**EXERCISE AIM**
Whenever "sites" occurs in a line of the material, list that line.

_ _ _ _ _ _ _

PR #282, opened 2026-05-18
feat(endor): dependency walk for endor run <entry.js> (Phase 5 of endor-run-expanded, local node_modules case)

kriscendobot:
Implements `designs/endor-run-expanded.md` Phase 5 (entry-point with dependencies, local `node_modules` case).

## Stack

This PR is stacked on top of:

- #279 (`feat/endor-run-entry-point`, Phase 4 entry-point form, no-deps case)

The merge commit at the top of the stack pins PR #279 at SHA `13ee82881`. Reviewers see the full diff including the deps' contributions; the deps' PRs continue to live as their own merge units. When PR #279 lands in `llm`, this PR's stack reduces to a single-PR delta against the new `llm`; the maintainer can rebase via a weaver dispatch or merge directly once #279 has landed.

## Summary

When `endor run <entry.js>` encounters static `import` (or `export ... from`) statements, the new `endo::entry_walk::ingest_entry_point_with_deps` walks the dependency graph and emits a *multi-compartment* archive into the CAS, replacing Phase 4's *one-compartment* synthetic archive. Entries with no imports stay on the Phase 4 fast path, so the no-deps regression surface is unchanged.

- **Relative specifiers** (`./util.js`, `./sub/util`, `./sub`) are resolved within the importer's compartment, with the standard extension fall-back (`.js`, `.mjs`, `.cjs`, `.json`) and directory-`index.<ext>` cascade.
- **Bare specifiers** (`lodash`, `@scope/pkg`, `pkg/sub/foo.js`) are resolved via Node-style `node_modules` walking upward from the importing file, honouring scoped packages and subpath imports. Each resolved package becomes its own compartment with id `<unscoped-name>-v<version>` (matching `@endo/compartment-mapper`'s ZIP-output convention).
- **`package.json` resolution** cascades `exports["."]["default"]` (with the `exports["."]` string-shorthand and bare-string `exports` shorthand) → `module` → `main` → `index.<ext>`.
- **Cross-compartment references** are encoded as `ModuleDescriptor::Link` entries pointing at the target compartment's `.` (or its subpath specifier), so the XS-side install path in `xsnap::archive::install_archive` lights up unchanged.
- **Determinism**: the walker emits compartment ids and per-compartment module specifiers in sorted order, and the new `serialize_tree_sorted` helper produces JSON tree manifests with keys in ascending byte order. The CAS root hash for the same dependency graph is byte-stable across runs.

## Out of scope (deferred to follow-up phases)

[...]

PR #265, opened 2026-05-15
design: pi-harness comparative analysis + gap-closing raft (endopi)

kriscendobot:
## Summary

Comparative analysis of [the pi agent harness](https://github.com/badlogic/pi-mono) against endo (daemon + chat + familiar + cli + lal + fae), mirroring the [endoclaw.md](https://github.com/endojs/endo-but-for-bots/blob/llm/designs/endoclaw.md) precedent. Pi is Mario Zechner's terminal-first coding harness; endoclaw was the maintainer's prior comparison against the same author's OpenClaw assistant. The two designs are complementary: OpenClaw frames endo's assistant shape, Pi frames endo's coding-agent shape.

The umbrella `endopi.md` carries the metadata table, architecture comparison, feature-by-feature mapping, architectural-contrasts sections (capability model, persistence, extensibility, security, agent-orchestration shape), and the citation index of pi source files. Eight sibling designs spin out the gaps worth closing:

* **endopi-edit-tool** (M1, S-M): LLM-friendly `oldText`/`newText` edit primitive on the `File` capability. Bridges the gap between `daemon-agent-tools` (which has read/write/exec but no edit) and the structured-replacement edit that modern coding LLMs expect.
* **endopi-jsonl-transcript-format** (M1, S-M): On-disk JSONL projection of the Lal transcript graph. Satisfies endoclaw § *Persistence and Memory*'s directive: 'whatever else we do internally, message history should get stored as Pi-compatible jsonl files'.
* **endopi-provider-registry-and-oauth** (M1, M-L): Registry shape for LLM providers + subscription OAuth (Claude Pro/Max, ChatGPT Plus/Pro, GitHub Copilot) + cross-provider mid-session handoff.
* **endopi-skills-markdown-format** (M5, S-M): On-disk SKILL.md format per the agentskills.io specification. Pairs with the existing endoclaw-skill-registry (daemon-side EndoDirectory).
* **endopi-prompt-templates** (M4, S): Reusable user-prompt scaffolds with `{{var}}` expansion. Shares the skills discovery walker.
* **endopi-iterative-compaction** (M4, M): Auto-compaction algorithm matching Pi's released shape. Concrete substrate for the existing `lal-transcript-memory-management` problem statement.
[...]

PR #284, opened 2026-05-18
feat(daemon,cli): retention-paths Phase 1 (host API + endo paths CLI)

kriscendobot:
## Summary

Phase 1 of [`designs/daemon-retention-paths.md`](https://github.com/endojs/endo-but-for-bots/blob/llm/designs/daemon-retention-paths.md): surface retention-path inspection on `EndoHost` and as the `endo paths` CLI verb.

The daemon already computes retention paths internally for GC (`packages/daemon/src/graph.js` `listRetentionPaths`). This PR exposes them through the host facet (host-only, never `EndoGuest` or the CapTP gateway), shapes the labels into the design's `pet:<name>` notation, adds the matching subscription form, and wires the CLI verb.

### What ships in Phase 1

- **`EndoHost.listRetentionPaths(locator)`** snapshots every retention path. Pet-store edges along each path render as `pet:<name>` labels by reverse-resolving the upstream store's name table; field-name edges (`worker`, `petStore`, `retention`, etc.) pass through unchanged. The root segment is marked `type: 'root'`.
- **`EndoHost.followRetentionPaths(locator)`** subscribes via the same release handshake as `followNameChanges` / `followLocatorNameChanges`. First delta is a `{ snapshot }`; subsequent deltas are `{ added, removed }` diffs over a microtask-coalesced batch window (matching the `retention-accumulator.js` shape), so a single `provideGuest` yields one delta rather than seven.
- **`endo paths <name-or-locator>`** with `--locator` and `--json` flags. Default output is the per-path block notation from the design's *CLI: endo paths* section.
- **`RetentionPath` / `RetentionPathSegment` / `RetentionPathDelta`** types are re-exported from `@endo/daemon` (`types.d.ts`) for downstream consumers.

Phase 1 here corresponds to the design's *Phase 1 (Daemon snapshot API)*, *Phase 2 (Subscription API)*, and *Phase 3 (CLI)* combined into a single PR, since the subscription form adds little surface area beyond the snapshot and the CLI is a thin wrapper.

### What is deferred

The design's new Status section explicitly defers:

- **Phase 2 (Chat UI panel)**: paths affordance on every value, a floating Paths panel that subscribes via `followRetentionPaths`, in-panel pet-name removal.
- **Phase 4 (Chat write affordances)**: per-path "Delete pet name on this path" with confirmation, per-value Disincarnate / Reincarnate toggle.
- **Refactor of `graph.js`'s private `listRetentionPaths`**: Phase 1 shapes its output at the host layer.
- **Finer-grained edge-event topic**: Phase 1 uses `formulaChangeTopic` as the coarse recompute trigger.

### Why base `llm`

The substrate this PR exposes (`packages/daemon/src/graph.js` `listRetentionPaths`, `addLabeledEdge`, `formulaChangeTopic`, `retention-accumulator.js`) is llm-only. A prior slot-3 attempt impassed at the existing-symbol gate on `master` because the symbol does not exist there. Precedent: PR #282 (slot 1, endor-run Phase 5) used the same llm-base pattern when its Rust supervisor substrate was llm-only.

### Diffstat

```
 .changeset/retention-paths-phase-1.md              |  15 ++
 designs/README.md                                  |   4 +-
 designs/daemon-retention-paths.md                  |  68 +++++++-
 packages/cli/src/commands/paths.js                 | 107 ++++++++++++
 packages/cli/src/endo.js                           |  18 ++
 packages/cli/test/paths-command.test.js            |  49 ++++++
 packages/daemon/src/daemon.js                      | 170 ++++++++++++++++++
 packages/daemon/src/help-text-data.js              |   4 +
 packages/daemon/src/help.md                        |  32 ++++
 packages/daemon/src/host.js                        |  70 +++++++-
 packages/daemon/src/interfaces.js                  |   4 +
 packages/daemon/src/retention-path-accumulator.js  | 153 +++++++++++++++++
 packages/daemon/src/types.d.ts                     |  46 +++++
 .../daemon/test/retention-path-accumulator.test.js | 191 +++++++++++++++++++++
 packages/daemon/test/retention-paths.test.js       | 186 ++++++++++++++++++++
 15 files changed, 1113 insertions(+), 4 deletions(-)
```

### Test coverage

- **7 unit tests** for `retention-path-accumulator.js`: stable path key, first-delta snapshot, empty snapshot, subsequent diffs, removed paths surface in removed list, multiple `notify()` calls coalesce into one compute, no-change recompute emits nothing.
- **4 integration tests** against a real daemon: empty result for unknown locator, single pet-name path with `pet:<name>` normalization, internal field-edge label pass-through (worker pet name surfaces as `pet:probe-worker`), multi-name fan-out (one value bound under two pet names yields two `pet:` labels in the path set).
- **3 CLI smoke tests**: `--help` lists `paths` in the Storage group, `endo paths --help` advertises `--json` and `--locator`, missing-argument exits non-zero.

### Changesets

`@endo/daemon` minor, `@endo/cli` minor.

## Test plan

- [ ] `yarn lint` clean for `@endo/daemon` and `@endo/cli` (one pre-existing libp2p type error remains baseline).
- [ ] `yarn ava test/retention-path-accumulator.test.js test/retention-paths.test.js` in `packages/daemon` (11 tests pass).
- [ ] `yarn ava test/paths-command.test.js` in `packages/cli` (3 tests pass).
- [ ] CI green on the `llm` base.


kriscendobot (commented):
# Must-fix before merge

The sixteen-seat code panel (in-band-fallback) reviewed the daemon-retention-paths Phase 1 changes (host API + `endo paths` CLI). One must-fix is required before merge; CI confirms it.

## M1. `packages/daemon/types.d.ts` is missing three re-exports

The PR adds three new types to `packages/daemon/src/types.d.ts:115-118`:

```ts
export type RetentionPathSegment = import('./graph.js').RetentionPathSegment;
export type RetentionPath = import('./graph.js').RetentionPath;
export type RetentionPathDelta =
  import('./retention-path-accumulator.js').RetentionPathDelta;
```

These never reach the package's public type shim. `packages/daemon/package.json` declares `"types": "./types.d.ts"`, and that top-level shim was not updated. The CLI's import `import('@endo/daemon').RetentionPath` at `packages/cli/src/commands/paths.js:12` and `:75` therefore resolves to a namespace that has no `RetentionPath` member.

CI shows the gap on two checks:

- `CI / lint > build API docs` (job 76473107072): failed.
- `CI (docs-only) / test > Build TypeDoc site` (job 76473107015): failed with two `TS2694` errors at the sites above.

Fix: re-export the three new types from `packages/daemon/types.d.ts` using the file's existing pattern (the `import type { ... } from './src/types.js'` block followed by `export type { ... }`).

Flagged independently by three seats (typist, curator, migrator).

# Should-fix in this PR

## S1. CLI `paths.js` uses inline `import('@endo/daemon').RetentionPath` at two sites

The daemon project's `CLAUDE.md` § *@ts-check and JSDoc types* prefers a top-of-file `@import` block over inline `import(...)` expressions. The CLI file uses the inline form at `packages/cli/src/commands/paths.js:12` and `:75`. Consolidating to a single `@import { RetentionPath } from '@endo/daemon'` at the top of the file is a small clean-up that will land on the same fix that addresses M1. Raised by the stylist and typist.

## S2. No end-to-end coverage for `followRetentionPaths` through a live daemon

The integration tests at `packages/daemon/test/retention-paths.test.js` cover `listRetentionPaths` thoroughly (empty locator, stored pet name, internal field-edge labels, multi-pet-name paths). The subscription form is covered only at the accumulator unit-test level (`packages/daemon/test/retention-path-accumulator.test.js`). Phase 1 ships without an end-to-end subscription test, which would catch a regression where the change-pump stops driving the accumulator from the daemon side. Raised by the prover and wire-watcher.

# Particular attention items (from the dispatch brief)

The dispatch directed the panel to verify four specific points; all four cleared.

- **`pathKey` separator fix exercises the boundary.** The saboteur, breaker, and purist seats confirmed the contract: `\0` is rejected by `pet-name.js`'s `isValidName` (`pet-name.js:15-23`), formula identifiers are hex (`formula-identifier.js`'s `assertFormulaNumber`), and the cleaner-added regression tests at `test/retention-path-accumulator.test.js:48-91` exercise both `,` and `|` boundary inputs. The end-to-end aliasing test at lines 213-243 proves the accumulator's diff fires when a separator-containing label replaces a multi-label path.
- **Host-only invariant.** The locksmith and warden seats confirmed `listRetentionPaths` and `followRetentionPaths` are on `HostInterface` only (`packages/daemon/src/interfaces.js:422-424`); `GuestInterface` (`interfaces.js:152-250`) does not gain either method, and the CapTP gateway exposes neither to remote callers.
- **Subscription release handshake matches `followNameChanges`.** The spec-keeper and wire-watcher seats confirmed `followRetentionPaths` is wrapped at the exo boundary with `makeIteratorRef` (`packages/daemon/src/host.js:1564-1568`), exactly like `followNameChanges`, `followLocatorNameChanges`, `followMessages`, and `followPeerChanges`. Drop the returned far reference and the producer drains via the outer `finally` block at `daemon.js:5384-5395`.
- **Rebase preservation.** The curator and migrator seats diffed `4a3dc92ce..HEAD` and confirmed the 14 builder-added tests, the 3 cleaner-added regression tests, and the `\0` separator switch are intact post-rebase. The one real `daemon.js` conflict the weaver resolved (around the `provideHostPath`-adjacent host-API extension area) keeps both intentions.

# Out of scope or follow-up

- The `renderPath` helper in `packages/cli/src/commands/paths.js:14-51` is untested. The leaf-to-root walk and the `pet:` peel deserve unit coverage on a future CLI PR.
- The design's deferred finer-grained edge-event topic is correctly recorded in `designs/daemon-retention-paths.md` § *Known Gaps and TODOs* and in the new `## Status` block. Phase 1 uses `formulaChangeTopic` as the coarse change signal; Phase 2 (Chat UI panel) will likely require a tighter topic.
- The `RetentionPathDelta` shape uses an untagged union (`{ snapshot }` vs `{ added, removed }`). Neighboring delta shapes in the daemon follow the same pattern. A future harmonization could land an explicit discriminator across the family.
- The default `getMountHostPath`, `getFormulaGraphSnapshot`, `listRetentionPaths`, `followRetentionPaths` parameters in `host.js:130-154` all throw or return empty on call. A small consolidation that names them as "intentionally not wired" with a single helper would be a future hygiene cut. Not blocking.

# Verdict

The PR is sound. Land M1 (one-line shim re-export in `packages/daemon/types.d.ts`) before merge. The CI's two TypeDoc-build failures will clear as soon as M1 lands.

Panel kind: code-panel.

kriscendobot (commented):
## Must-fix before merge

None.

## Panel verdict

Net assessment: the panel net-approves Phase 1 of `daemon-retention-paths` with a small batch of should-fix and out-of-scope items, all non-blocking.
The host API, CLI verb, and accumulator are well shaped against the design document.
The `pathKey` collision-free-separator fix is correct and load-bearing, the host-only invariant holds at the interface layer (no `EndoGuest` or gateway surface), and the subscription handshake matches `followNameChanges` / `followLocatorNameChanges`.
The 17-test set (10 accumulator + 4 host integration + 3 CLI smoke) covers the design's claimed contracts.

This panel was executed in **in-band-fallback** mode per `roles/judge/AGENT.md` § In-band fallback (no `Agent` tool available in the harness), panel kind **code-panel**.

## Aggregated findings

### Should-fix in this PR

1. **Producer leak window in `daemon.js` `followRetentionPaths` when the outer iterator is closed before the next graph change** (assessor, saboteur, engine-realist).
   The inner change-pump
   ```
   const subscription = formulaChangeTopic.subscribe();
   let cancelled = false;
   (async () => { for await (const change of subscription) { if (cancelled) break; … } })();
   ```
   blocks on `subscription.get()`.
   The outer generator's `finally` flips `cancelled = true` and calls `await subscription.return?.(undefined)`, which is the intended release path.
   The order is correct (the `return()` is what unblocks the pump), but the *only* reason the pump exits at all is the `return()` call.
   The `cancelled` flag itself is dead weight: by the time the pump observes it, the `for await` has already woken via `return()` and the loop body checks `if (cancelled) break` before calling `accumulator.notify()` once more.
   Two consequences worth a small cleanup:
   - The unconditional final `accumulator.notify()` after the pump exits (because `return()` causes the loop body to enter once with `change = undefined`) does one wasted compute.
   - If the underlying `@endo/stream` spring's `return()` ever changes shape (and it has, historically), the pump can leak silently.
     Either drop the `cancelled` flag and rely solely on `subscription.return?.()` (the documented release path), or add an early-return guard before `accumulator.notify()` (`if (cancelled) return;`).
2. **`provideHostPath` validation does not reject hardened references that happen to be daemon-minted non-mount formulas with the same `cap` identity** (locksmith, saboteur).
   The current chain `getIdForRef(cap) -> getMountHostPath(id)` does the second check (`formula.type === 'mount' | 'scratch-mount'`) and throws on mismatch.
   That is the correct discipline.
   The minor finding is that the error surfaced to the caller is `getMountHostPath requires a mount or scratch-mount formula, got <type>`, which leaks the formula's *type tag* across the host-to-sandbox boundary.
   In the typical case (sandbox factory probing a cap it was handed) this is benign, but in a tighter capability discipline the error message would not reveal `formula.type`.
   This is an inherited surface from #265; consider revisiting after the sandbox factory's usage matures.
3. **`listRetentionPaths` daemon-side resolves store controllers sequentially via `await provideStoreController(storeId)` inside a loop** (purist, engine-realist).
   ```
   for (const storeId of storeIdsToResolve) {
     // eslint-disable-next-line no-await-in-loop
     const controller = await provideStoreController(storeId);
     storeControllers.set(storeId, controller);
   }
   ```
   For graphs with many distinct upstream stores this is O(N) round-trips.
   `provideStoreController` is cached internally, so the second snapshot of the same graph is cheap, but the first snapshot pays the full cost.
   Replace with `Promise.all(...)` over a `map` to fan out, or note in the code comment that the sequential path is intentional (it is not, as far as the panel can tell from the design).
4. **`pathKey` separator comment is correct but the upstream rationale is not in `pet-name.js`** (archivist, spec-keeper).
   The block comment in `retention-path-accumulator.js` correctly cites `isValidName` rejecting `\0`.
   Worth adding a one-line cross-reference comment in `pet-name.js` § `isValidName` ("(other modules rely on `\0` being rejected to use it as a structural separator: see `retention-path-accumulator.js` `pathKey`)") so that a future refactor of `isValidName` does not accidentally widen the alphabet and silently break `pathKey`'s collision-free property.
   Cheap edit; large dividend on a load-bearing invariant.
5. **CLI test file is `// @ts-nocheck` while every other source file under packages is `// @ts-check`** (typist, packager).
   `packages/cli/test/paths-command.test.js` carries `// @ts-nocheck`.
   The test only invokes `execa` against the bin and reads regex matches, so the file is type-poor by construction and the suppression is defensible.
   The same is true of `retention-paths.test.js`, also `@ts-nocheck`.
   For consistency with the rest of the test surface (most daemon tests use `@ts-check`), consider switching to `@ts-check` and casting the regex-match results explicitly.
   Should-fix only because the rest of the project's test surface is mixed; not blocking.
6. **`renderPath` in `paths.js` reads paths leaf-to-root but the design's example also reads top-down** (ergonomist, novice).
   The render walks `[...path].reverse()` so the topmost segment renders first, matching the design's "rooted at endo" framing.
   The output format is correct.
   The minor ergonomic note is the inline ternary stack used to compute the `label` (3-level nested `?:` inside a `for` loop) is hard to scan; extract `formatSegment(seg, i, segments)` for the segment-kind branching.
   Promote only on second-encounter; the path renders correctly today.
7. **`endo paths` JSON output does not pretty-print path-segment shape** (curator, copyeditor).
   `--json` emits `JSON.stringify(retentionPaths, null, 2)`.
   The shape is the raw `RetentionPath[]` where each segment carries `groupMembers`, `referencedBy?`, `labels?`, `type?`.
   Downstream consumers (Chat UI, formula-inspector) will rely on this shape and the design's *Notation* section names it.
   Add a one-paragraph note to the CLI's `--json` help describing the segment shape, or link to `designs/daemon-retention-paths.md` § Notation, so users discover the contract without reading the source.

### Out of scope / follow-up

1. **`formulaChangeTopic` recompute granularity** (engine-realist, wire-watcher).
   Phase 1 uses the coarse change signal.
   Every formula change triggers a recompute of every active subscription's path set.
   For graphs with many subscriptions this becomes O(subscriptions × graph-size) per change.
   The design's *Known Gaps and TODOs* names a finer-grained topic; do not block Phase 1 on it.
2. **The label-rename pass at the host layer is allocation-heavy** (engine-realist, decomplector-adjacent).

_ _ _ _ _ _ _

**RESPONSE AREA**
- `CI (docs-only) / test > Build TypeDoc site` (job 76473107015): failed with two `TS2694` errors at the sites above.
## S1. CLI `paths.js` uses inline `import('@endo/daemon').RetentionPath` at two sites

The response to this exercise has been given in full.